• Brief: Go through the records and show each line where the word "functions" occurs.

• Saved entries:
PR #3016, opened 2025-03-19
PostgreSQL Managed Maintenance Windows

byucesoy:
We are adding self-serve scale up/down ability, but it triggers failover as soon as the standbys are ready, which is probably not a desired behavior for many users. More preferable option would be doing the failover at the low load time (i.e at maintenance window). The problem is that we don't have any notion of maintenance windows, which is what this PR adds.

image


lib/validation.rb
```diff
@@ -99,6 +99,17 @@ def self.validate_postgres_flavor(flavor)
     end
   end
 
+  def self.validate_postgres_maintenance_window_start_at(maintenance_window_start_at)
+    return nil if maintenance_window_start_at.nil?
+
+    parsed_maintenance_window_start_at = maintenance_window_start_at.to_i
+    if parsed_maintenance_window_start_at.to_s != maintenance_window_start_at.to_s || parsed_maintenance_window_start_at < 0 || parsed_maintenance_window_start_at > 23
```
aamederen, line 106: what about something like `(0..23).map{_1.to_s}.include?(maintenance_window_start_at)`

aamederen (approved):

routes/project/location/postgres.rb
```diff
@@ -234,6 +234,28 @@ class Clover
...
       end
 
+      r.post "set-maintenance-window" do
+        authorize("Postgres:edit", pg.id)
+
+        allowed_optional_parameters = ["maintenance_window_start_at"]
+        request_body_params = validate_request_params([], allowed_optional_parameters)
+
+        maintenance_window_start_at = request_body_params["maintenance_window_start_at"]
+        maintenance_window_start_at = nil if web? && maintenance_window_start_at == ""
```
enescakir, line 244: Why only for the web?

enescakir (commented):
I have a high level question. We already return the value in the PostgreSQL resource serializer. Why don't we update it also in the PG patch request instead of separate endpoint?

routes/project/location/postgres.rb
```diff
@@ -234,6 +234,28 @@ class Clover
...
+        maintenance_window_start_at = Validation.validate_postgres_maintenance_window_start_at(maintenance_window_start_at)
+
+        DB.transaction do
+          pg.update(maintenance_window_start_at:)
+        end
```
jeremyevans, line 249: I don't think this transaction is necessary. `Model#update` uses a transaction already, and it is the only call inside the block.

migrate/20250318_add_maintenance_window.rb
```diff
@@ -0,0 +1,9 @@
+# frozen_string_literal: true
+
+Sequel.migration do
+  change do
+    alter_table(:postgres_resource) do
+      add_column :maintenance_window_start_at, :integer
```
jeremyevans, line 6: I think it might be worthwhile to add a check constraint:

```ruby
constraint :valid_maintenance_windows_start_at, maintenance_window_start_at: 0..23
```

lib/validation.rb
```diff
@@ -99,6 +99,17 @@ def self.validate_postgres_flavor(flavor)
     end
   end
 
+  def self.validate_postgres_maintenance_window_start_at(maintenance_window_start_at)
```
jeremyevans, line 102: I think it's better to define `PostgresResource#validate` instead of defining this method:

```ruby
def validate
  super
  validates_includes(0..23, :maintenance_window_start_at, allow_nil: true, message: "must be between 0 and 23")
end
```

routes/project/location/postgres.rb
jeremyevans: ` maintenance_window_start_at = nil` isn't needed if you move the validation code to the model (as mentioned in the earlier comment).  Sequel's typecasting will automatically convert `""` to `nil` since the column type is integer.

jeremyevans (commented):
I agree that we should add this feature.

fdr:
Love that @will-minded daily and hourly maintenance window.

will:
I am @will

PR #3017, opened 2025-03-19
Check that provided locations in routes are valid visible locations

jeremyevans:
Add LocationNameConverter.to_visible_internal_name to check that a
given location is a valid visible location.

Add Clover#check_visible_location, which calls to_visible_internal_name
and halts route processing if a location is not a valid visible location.
Use this in the routes in all cases where @location was being set
manually.

Change delete specs that use invalid locations to expect 404 instead of
204.  204 is not needed, as the deletion could never have succeeded with
an invalid location.

### DIFF
--- a/lib/location_name_converter.rb
+++ b/lib/location_name_converter.rb
@@ -5,10 +5,6 @@ module LocationNameConverter
     Location.where(display_name:).get(:name)
   end
 
-  def self.to_visible_internal_name(display_name)
-    Location.where(display_name:, visible: true).get(:name)
-  end
-
   def self.to_display_name(internal_name)
     Location.where(name: internal_name).get(:display_name)
   end
--- a/lib/location_name_converter.rb
+++ b/lib/location_name_converter.rb
@@ -5,6 +5,10 @@ module LocationNameConverter
     Location.where(display_name:).get(:name)
   end
 
+  def self.to_visible_internal_name(display_name)
+    Location.where(display_name:, visible: true).get(:name)
+  end
+
   def self.to_display_name(internal_name)
     Location.where(name: internal_name).get(:display_name)
   end
--- a/lib/location_name_converter.rb
+++ b/lib/location_name_converter.rb
@@ -2,10 +2,10 @@
 
 module LocationNameConverter
   def self.to_internal_name(display_name)
-    Location[display_name:]&.name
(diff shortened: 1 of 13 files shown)


lib/location_name_converter.rb
```diff
@@ -5,6 +5,10 @@ def self.to_internal_name(display_name)
     Location.where(display_name:).get(:name)
   end
 
+  def self.to_visible_internal_name(display_name)
```
enescakir, line 8: Since it's used in just one place, do we really need a separate helper instead of using it directly?

To be honest, I haven't liked the `LocationNameConverter` module since day one. Since we have the `Location` model ("We didn't have it when this module was introduced), we might deprecate it and use the `Location` model with its own helpers in the future. This isn't related to this PR.

spec/routes/api/project/location/postgres_spec.rb
```diff
@@ -334,7 +334,7 @@
       it "not exist ubid in location" do
```
enescakir, line 334: Since we centralized this logic with `check_visible_location` helper, we might test `/project/#{project.ubid}/location/foo_location` path once instead of testing it for all resources separately.

lib/location_name_converter.rb
jeremyevans: We definitely don't need a helper method for it.  I'll push a commit that inlines the behavior into the Clover helper method.

spec/routes/api/project/location/postgres_spec.rb
jeremyevans: That makes sense.  I'll push a commit for that.

jeremyevans: Unfortunately, you cannot test `/project/#{project.ubid}/location/foo_location` separately, since by itself, it isn't a valid path.  We can pick one spec that tests the behavior, and delete the other ones that would be redundant as they test the same behavior.  I pushed a commit for that, as well as one that fixes some related specs.

enescakir (approved):

enescakir:
It has a conflict 🔥

jeremyevans:
> It has a conflict 🔥

Yep, that's for the private subnet route fix.  I'll fix that tomorrow.

PR #3020, opened 2025-03-20
Rename ubi-cross rake task to ubi-release

jeremyevans:
Have ubi-release build build tar.gz/zip versions and source tarball.
    
GitHub releases doesn't support directly shipping executables, so they need to be wrapped. This builds wrapped versions that unwrap to ubi/ubi.exe.
    
We should also produce a source tarball that operating system packagers can use to build packages.  I am including a basic Makefile in the source tarball that uses the correct version. I tested the source tarball by using it to successfully build an OpenBSD package.

### DIFF
--- a/Rakefile
+++ b/Rakefile
@@ -293,20 +293,43 @@ task "ubi" do
   sh("cd cli && go build -ldflags '-X main.version=#{cli_version.call}' -tags osusergo,netgo")
 end
 
-desc "Cross compile cli/ubi binaries for common platforms"
-task "ubi-cross" do
+desc "Build release files for cli/ubi"
+task "ubi-release" do
   version = cli_version.call
 
   Dir.chdir("cli") do
+    File.delete("ubi") if File.file?("ubi")
+
     os_list = %w[linux windows darwin]
     arch_list = %w[amd64 arm64 386]
     os_list.each do |os|
       arch_list.each do |arch|
         next if os == "darwin" && arch == "386"
         next if os == "windows" && arch == "386" # Windows Defender falsely flags as Trojan:Win32/Bearfoos.A!ml
-        sh("env GOOS=#{os} GOARCH=#{arch} go build -ldflags '-s -w -X main.version=#{version}' -o ubi-#{os}-#{arch}-#{version}#{".exe" if os == "windows"} -tags osusergo,netgo")
+
+        filename = "ubi-#{os}-#{arch}-#{version}"
+        exe_filename = "ubi#{".exe" if os == "windows"}"
+
+        sh("env GOOS=#{os} GOARCH=#{arch} go build -ldflags '-s -w -X main.version=#{version}' -o #{exe_filename} -tags osusergo,netgo")
+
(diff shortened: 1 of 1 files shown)


Rakefile
```diff
@@ -293,20 +293,43 @@ task "ubi" do
...
+
+        filename = "ubi-#{os}-#{arch}-#{version}"
+        exe_filename = "ubi#{".exe" if os == "windows"}"
+
+        sh("env GOOS=#{os} GOARCH=#{arch} go build -ldflags '-s -w -X main.version=#{version}' -o #{exe_filename} -tags osusergo,netgo")
+
+        if os == "windows"
+          sh("zip", "#{filename}.zip", "ubi.exe")
+        else
+          sh("tar", "zcf", "#{filename}.tar.gz", "ubi")
```
fdr, line 318: Is it necessary to tar stuff with a single file as the payload, at least on github releases & unix? I don't think people even gzip stuff necessarily anymore given transport compression. It does make the `curl && chmod a+x` or web browser + `chmod && mv` methodology more difficult.

fdr: while it's common to zip things or whatever, I guess I had cloud-hypervisor in mind which releases bare files. Not saying it's normal, I haven't done a survey, but I did feel it made a couple of things slightly more straightforward.

fdr: ...then again, I guess this idea falls apart if releasing a file of the same name on several platforms, right? then encoding into a `tar` all containing `ubi` might make things easier again.

jeremyevans: It's necessary to wrap in tar/gz/zip, as GitHub releases does not allow uploading files without an extension, or files with an `.exe` extension.  I chose the tar.gz route instead of plain gz so I could keep the executable name `ubi`, so clients wouldn't need to rename to get the expected name.

We could certainly drop the wrapping if we wanted to host the files somewhere other than GitHub releases.

fdr: You sure? i see a lot of extension-less binaries here: https://github.com/cloud-hypervisor/cloud-hypervisor/releases

*but* given it's also somewhat annoying to have to do curl *-o ubi* https:///ubi-darwin-arm (or whatever) I think it's a wash.

jeremyevans: You are correct.  Looks like I was clicking on the wrong button.  The "Paste, drop, or click to add files" button doesn't allow it, but the "Attach binaries ..." button does.  I guess that's the one we should be using.

Do you want to upload the binaries directly, or should I keep the tar.gz/zip wrappers?  I'm fine either way.

fdr (approved):

Rakefile
fdr: I think either way is fine. More binary handling does raise questions about how the whole pipeline is kept clean of a supply chain attack.

I suppose, microscopically, tarballs can be annoying when multiple files are not involved or if being a stickler for reproducible builds (which we're not doing, [but we could ](https://github.com/golang/go/issues/53976)), but it ends up being one command anyway.

PR #3025, opened 2025-03-20
Add vm pool_id index

fdr:
A quick look at pg_stat_statements shows this can be a slow one without an index on this field.


jeremyevans (approved):

fdr:
had to run `rake refresh_sequel_caches` for this one

jeremyevans:
> had to run `rake refresh_sequel_caches` for this one (I thought re-migrating my test database might do it in passing)

I think the reason `rake test_up` didn't do it is because PostgreSQL had not finished creating the index and marking it active by the time `refresh_sequel_caches` was run implicitly (because CONCURRENTLY was used).

jeremyevans:
> That seems weird, that only should happen if you don't let the CREATE CONCURRENTLY finish first. As far as I know there's no asynchrony _after_ it completes. If there was, it wouldn't even be safe to use the finished database as a template immediately thereafter (as the parallel test setup does)

There's nothing in the code that waits for the index build to finish.  You are likely right about the parallel setup code.  For non-unique indexes, this shouldn't cause problems, though.  The cached index metadata for unique indexes is important, as auto_validations uses it to set up uniqueness validations.

Is this something you want me to address?  I could add a `wait_for_concurrent_indexes_to_build` or something similar.

fdr:
Huh. Weird, I don't think it's important enough to address, although I'm still puzzled as to the mechanical cause, because because I (perhaps incorrectly?!) think that so long as you run all the commands of the migrations first, after the last command completes, there should be no `invalid` indexes (which would give lie to my thought that CREATE INDEX CONCURRENTLY flips the catalog entry before it commits its final transaction).

jeremyevans:
`CREATE INDEX CONCURRENTLY` completes immediately, because all it does is schedule an index build (you can think of it as asynchronous).  The index builds in the background, and can take an arbitrary amount of time.  When it finishes, assuming it was successful, it then marks the index as valid.  I don't think PostgreSQL offers a synchronous version of `CREATE INDEX CONCURRENTLY` (which would wait until the index is built successfully before returning).  The only way to get the behavior you want would be to poll until the index shows up as valid (or alternatively, until there are no indexes where `pg_index.indisready` is false).

fdr:
> `CREATE INDEX CONCURRENTLY` completes immediately,

uhhhh not in my experience. Rather, it completes very slowly, doing multiple scans.

indexcmd.c:

```c
	/*
	 * Phase 2 of concurrent index build (see comments for validate_index()
	 * for an overview of how this works)
	 *
	 * Now we must wait until no running transaction could have the table open
	 * with the old list of indexes.  Use ShareLock to consider running
	 * transactions that hold locks that permit writing to the table.  Note we
	 * do not need to worry about xacts that open the table for writing after
	 * this point; they will see the new index when they open it.
	 *
	 * Note: the reason we use actual lock acquisition here, rather than just
	 * checking the ProcArray and sleeping, is that deadlock is possible if
	 * one of the transactions in question is blocked trying to acquire an
	 * exclusive lock on our table.  The lock code will detect deadlock and
	 * error out properly.
	 */
	WaitForLockers(heaplocktag, ShareLock, true);

	/*
	 * At this moment we are sure that there are no transactions with the
	 * table open for write that don't have this new index in their list of
	 * indexes.  We have waited out all the existing transactions and any new
	 * transaction will have the new index in its list, but the index is still
	 * marked as "not-ready-for-inserts".  The index is consulted while
	 * deciding HOT-safety though.  This arrangement ensures that no new HOT
	 * chains can be created where the new tuple and the old tuple in the
	 * chain have different index keys.
	 *
	 * We now take a new snapshot, and build the index using all tuples that
	 * are visible in this snapshot.  We can be sure that any HOT updates to
	 * these tuples will be compatible with the index, since any updates made
	 * by transactions that didn't know about the index are now committed or
	 * rolled back.  Thus, each visible tuple is either the end of its
	 * HOT-chain or the extension of the chain is HOT-safe for this index.
	 */

	/* Set ActiveSnapshot since functions in the indexes may need it */
	PushActiveSnapshot(GetTransactionSnapshot());

	/* Perform concurrent build of index */
	index_concurrently_build(tableId, indexRelationId);

	/* we can do away with our snapshot */
	PopActiveSnapshot();

	/*
	 * Commit this transaction to make the indisready update visible.
	 */
	CommitTransactionCommand();
	StartTransactionCommand();

	/* Tell concurrent index builds to ignore us, if index qualifies */
	if (safe_index)
		set_indexsafe_procflags();

	/*
	 * Phase 3 of concurrent index build
	 *
	 * We once again wait until no transaction can have the table open with
	 * the index marked as read-only for updates.
	 */
	pgstat_progress_update_param(PROGRESS_CREATEIDX_PHASE,
								 PROGRESS_CREATEIDX_PHASE_WAIT_2);
	WaitForLockers(heaplocktag, ShareLock, true);

	/*
	 * Now take the "reference snapshot" that will be used by validate_index()
	 * to filter candidate tuples.  Beware!  There might still be snapshots in
	 * use that treat some transaction as in-progress that our reference
	 * snapshot treats as committed.  If such a recently-committed transaction
	 * deleted tuples in the table, we will not include them in the index; yet
	 * those transactions which see the deleting one as still-in-progress will
	 * expect such tuples to be there once we mark the index as valid.
	 *
	 * We solve this by waiting for all endangered transactions to exit before
	 * we mark the index as valid.
	 *
	 * We also set ActiveSnapshot to this snap, since functions in indexes may
	 * need a snapshot.
	 */
	snapshot = RegisterSnapshot(GetTransactionSnapshot());
	PushActiveSnapshot(snapshot);

	/*
	 * Scan the index and the heap, insert any missing index entries.
	 */
	validate_index(tableId, indexRelationId, snapshot);

	/*
	 * Drop the reference snapshot.  We must do this before waiting out other
	 * snapshot holders, else we will deadlock against other processes also
	 * doing CREATE INDEX CONCURRENTLY, which would see our snapshot as one
	 * they must wait for.  But first, save the snapshot's xmin to use as
	 * limitXmin for GetCurrentVirtualXIDs().
	 */
	limitXmin = snapshot->xmin;

	PopActiveSnapshot();
	UnregisterSnapshot(snapshot);

	/*
	 * The snapshot subsystem could still contain registered snapshots that
	 * are holding back our process's advertised xmin; in particular, if
	 * default_transaction_isolation = serializable, there is a transaction
	 * snapshot that is still active.  The CatalogSnapshot is likewise a
	 * hazard.  To ensure no deadlocks, we must commit and start yet another
	 * transaction, and do our wait before any snapshot has been taken in it.
	 */
	CommitTransactionCommand();
	StartTransactionCommand();

	/* Tell concurrent index builds to ignore us, if index qualifies */
	if (safe_index)
		set_indexsafe_procflags();

	/* We should now definitely not be advertising any xmin. */
	Assert(MyProc->xmin == InvalidTransactionId);

	/*
	 * The index is now valid in the sense that it contains all currently
	 * interesting tuples.  But since it might not contain tuples deleted just
	 * before the reference snap was taken, we have to wait out any
	 * transactions that might have older snapshots.
	 */
	pgstat_progress_update_param(PROGRESS_CREATEIDX_PHASE,
								 PROGRESS_CREATEIDX_PHASE_WAIT_3);
	WaitForOlderSnapshots(limitXmin, true);

	/*
	 * Index can now be marked valid -- update its pg_index entry
	 */
	index_set_state_flags(indexRelationId, INDEX_CREATE_SET_VALID);
```

CREATE INDEX CONCURRENTLY is a rare command that compounds with multiple transactions, but it is synchronous -- there's no built-in mechanism for forking another backend to background anything.

jeremyevans:
> > `CREATE INDEX CONCURRENTLY` completes immediately,
> 
> uhhhh not in my experience. Rather, it completes very slowly, doing multiple scans.

TIL :)

I don't have an explanation for why refresh_sequel_caches needed to be run manually after a test_up, then.

PR #4166, opened 2025-11-11
Restrict VictoriaMetrics to serve selected endpoints

shikharbhardwaj:
This change updates the vmauth config to serve specific endpoints we need for the client and grafana, to minimize exposure.
With this change, all other endpoints return `remoteAddr: "xx.xx.xx.xx:54042"; requestURI: /debug/pprof/heap?debug=1; missing route for "/debug/pprof/heap?debug=1"`.

----

> [!IMPORTANT]
> Restricts VictoriaMetrics to serve only specific endpoints by updating `url_map` in `configure`, returning errors for all other endpoints.
> 
>   - **Behavior**:
>     - Restricts VictoriaMetrics to serve only specific endpoints by updating `url_map` in `configure`.
>     - Allowed endpoints: `/health`, `/api/v1/import/prometheus`, `/api/v1/query`, `/api/v1/query_range`, `/api/v1/series`, `/api/v1/labels`, `/api/v1/label/.*/values`.
>     - All other endpoints return a missing route error with client IP and request URI.
> 
> <sup>This description was created by </sup>[Ellipsis](https://www.ellipsis.dev?ref=ubicloud%2Fubicloud&utm_source=github&utm_medium=referral)<sup> for 0564f44abf50523563333516d0ca2e81933b1097. You can [customize](https://app.ellipsis.dev/ubicloud/settings/summaries) this summary. It will automatically update as commits are pushed.</sup>

### DIFF
--- a/rhizome/victoria_metrics/bin/configure
+++ b/rhizome/victoria_metrics/bin/configure
@@ -52,7 +52,16 @@ auth_config = <<-AUTH_CONFIG
 users:
   - username: "#{user}"
     password: "#{password}"
-    url_prefix: "http://127.0.0.1:8428"
+    url_map:
+      - src_paths:
+          - /health
+          - /api/v1/import/prometheus
+          - /api/v1/query
+          - /api/v1/query_range
+          - /api/v1/series
+          - /api/v1/labels
+          - /api/v1/label/.*/values
+        url_prefix: "http://127.0.0.1:8428"
 AUTH_CONFIG
 
 safe_write_to_file("/etc/victoria_metrics/auth-config.yml", auth_config)


rhizome/victoria_metrics/bin/configure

• Written answer:
	/* Set ActiveSnapshot since functions in the indexes may need it */
	 * We also set ActiveSnapshot to this snap, since functions in indexes may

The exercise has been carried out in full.